Friday, September 6, 2013

The free jail myth: County pols must stop pretending incarceration pays for itself

When will they ever learn? Despite so many jail-for-profit schemes abysmally failing across the state, resulting in fat tax increases and countless management headaches, there are still county officials out there pretending that new jail construction will pay for themselves. Reported KIII-TV in Corpus Christi (Sept. 4)
[Nueces County] Sheriff [Jim] Kaelin has been pushing for jail expansion for some time with little success. Now, he's found at least one ally among county commissioners who says there is a way to do it without costing taxpayers money.

"We have quite a bit of space out there where we can expand dormitory type rooms for maintaining prisoners that are low-risk caliber, and that would free up space here at our main jail and allow us to bring in more federal prisoners," County Commissioner Mike Pusley said.

Those federal prisoners are key in the proposed plan. Pusley said the $60 per day federal inmates could pick up most of the tab for expansion.
Any time a politician says they can build a new jail "without costing taxpayers money," you can be sure of two things: That politician is feeding you a line of bull and taxpayers will be left holding the bag in the end.

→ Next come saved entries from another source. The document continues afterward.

PR #38, opened 2016-10-08
Define with exactly type for express

TonyPythoneer:
Hi @pleerock 

I suggest createExpressServer should return `express.Express` type and ExpressDriver.express sets  `express.Express` type.
I don't want when I call the **createExpressServer** function, it will return an `any` value. In TypeScript,  It's not convenience to me if I need the value show its properties.

So, I improve the type definition accuracy and avoid to use `any` type on argument and return value.

### DIFF
--- a/src/index.ts
+++ b/src/index.ts
@@ -1,3 +1,4 @@
+import * as express from "express";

As is typically the case, the suggestion for jail expansion ignores the underlying cause of jail overcrowding - decisions by local judges to require excessive pretrial detention. As of Aug 1, according to the Commission on Jail Standards, about 62% of Nueces County inmates have been convicted of no crime but are being held in jail pending trial because they couldn't make bail. Eighteen percent of county inmates were folks being held pretrial on misdemeanor charges. It would be far more fiscally responsible to eschew new jail building and instead fund programming to reduce pretrial detention for low-risk defendants. That's not as simplistic a fix, but it's a much smarter one that keeps the focus on public safety without needlessly boosting local property taxes.